A ball of 0.5kg mass hits a wall at an angle of 30° and is then reflected making an angle of 90° with its original direction. if the duration of contact between the ball and the wall is 0.1s,calculate the force exerted on the wall. the initial and final velocities of ball are 10ms-1 and 20ms-1.

To calculate the force exerted on the wall by the ball, we'll need to use the principle of impulse and momentum.

Let's break down the problem step by step:

1. Calculating the initial and final momentum of the ball:
The momentum (p) of an object is given by the formula p = m * v, where m is the mass and v is the velocity.

Given:
- Mass of the ball (m) = 0.5 kg
- Initial velocity of the ball (v1) = 10 m/s
- Final velocity of the ball (v2) = 20 m/s

Therefore, the initial momentum (p1) of the ball is given by:
p1 = m * v1 = 0.5 kg * 10 m/s = 5 kg m/s

And the final momentum (p2) of the ball is given by:
p2 = m * v2 = 0.5 kg * 20 m/s = 10 kg m/s

2. Calculating the change in momentum:
The change in momentum (∆p) of the ball is given by the formula ∆p = p2 - p1.

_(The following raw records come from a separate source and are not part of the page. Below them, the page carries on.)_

PR #174, opened 2026-09-03
fix(autoresearch): Correct GitHub storage and publication behavior

Frankbest18:
## Summary

This PR fixes GitHub publishing for AutoResearch. The local workspace is now the source of truth throughout the run, and GitHub is treated as an optional storage destination.

Previously, enabling GitHub could change which workspace NeuriCo opened, create ownership against a different path, or pull remote state into the local run. Startup and publication failures could also be hidden, leaving the interface unable to explain why a run did not start or why its results were not published.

Therefore, the change in momentum of the ball is:
∆p = p2 - p1 = 10 kg m/s - 5 kg m/s = 5 kg m/s

3. Calculating the force exerted on the wall:
The force exerted on the ball by the wall is equal to the rate of change of momentum, which can be calculated using the formula F = ∆p / ∆t, where ∆t is the duration of contact between the ball and the wall.

Given:
- Duration of contact (∆t) = 0.1 s

Therefore, the force exerted on the wall is:
F = ∆p / ∆t = 5 kg m/s / 0.1 s = 50 N

Hence, the force exerted on the wall by the ball is 50 Newtons.